-- Directions for this task --
Write the records below out again. Match them exactly.

=====

PR #574, opened 2015-11-11
Remove references to cfacter from 4.2.

gguillotte:
See also PR #573. cc @kylog @nfagerlund

### DIFF
--- a/source/puppet/4.2/reference/lang_functions.markdown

=====

-- Task answer --
PR #574, opened 2015-11-11
Remove references to cfacter from 4.2.

gguillotte:
See also PR #573. cc @kylog @nfagerlund

### DIFF
--- a/source/puppet/4.2/reference/lang_functions.markdown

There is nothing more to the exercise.